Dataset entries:

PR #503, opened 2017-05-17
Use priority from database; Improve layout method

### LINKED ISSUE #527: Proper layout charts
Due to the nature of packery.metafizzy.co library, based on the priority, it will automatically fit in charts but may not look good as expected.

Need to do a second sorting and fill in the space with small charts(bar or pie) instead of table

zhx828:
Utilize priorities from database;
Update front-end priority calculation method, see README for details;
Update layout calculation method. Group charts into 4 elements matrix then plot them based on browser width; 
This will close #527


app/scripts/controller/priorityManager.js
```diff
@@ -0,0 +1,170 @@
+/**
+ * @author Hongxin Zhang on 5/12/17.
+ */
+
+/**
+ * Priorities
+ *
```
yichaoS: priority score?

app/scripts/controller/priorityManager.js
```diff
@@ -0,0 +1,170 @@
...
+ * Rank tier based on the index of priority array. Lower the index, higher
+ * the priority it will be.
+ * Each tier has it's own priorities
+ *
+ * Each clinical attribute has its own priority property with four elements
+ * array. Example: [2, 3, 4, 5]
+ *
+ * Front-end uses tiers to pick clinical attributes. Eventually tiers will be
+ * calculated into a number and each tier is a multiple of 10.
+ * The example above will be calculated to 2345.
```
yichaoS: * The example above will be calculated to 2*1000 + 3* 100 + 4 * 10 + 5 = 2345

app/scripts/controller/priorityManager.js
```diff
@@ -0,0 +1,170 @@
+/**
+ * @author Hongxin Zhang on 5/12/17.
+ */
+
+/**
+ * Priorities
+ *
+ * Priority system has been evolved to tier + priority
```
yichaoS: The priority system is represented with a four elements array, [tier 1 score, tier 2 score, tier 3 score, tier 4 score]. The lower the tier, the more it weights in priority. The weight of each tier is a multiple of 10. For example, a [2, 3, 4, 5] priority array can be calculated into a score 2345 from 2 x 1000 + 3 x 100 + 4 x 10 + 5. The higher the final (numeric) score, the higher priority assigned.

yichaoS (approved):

TASK BRIEF:
Scan the records above for the string "from", then report every line that contains it.

ANSWER:
Use priority from database; Improve layout method
Utilize priorities from database;
yichaoS: The priority system is represented with a four elements array, [tier 1 score, tier 2 score, tier 3 score, tier 4 score]. The lower the tier, the more it weights in priority. The weight of each tier is a multiple of 10. For example, a [2, 3, 4, 5] priority array can be calculated into a score 2345 from 2 x 1000 + 3 x 100 + 4 x 10 + 5. The higher the final (numeric) score, the higher priority assigned.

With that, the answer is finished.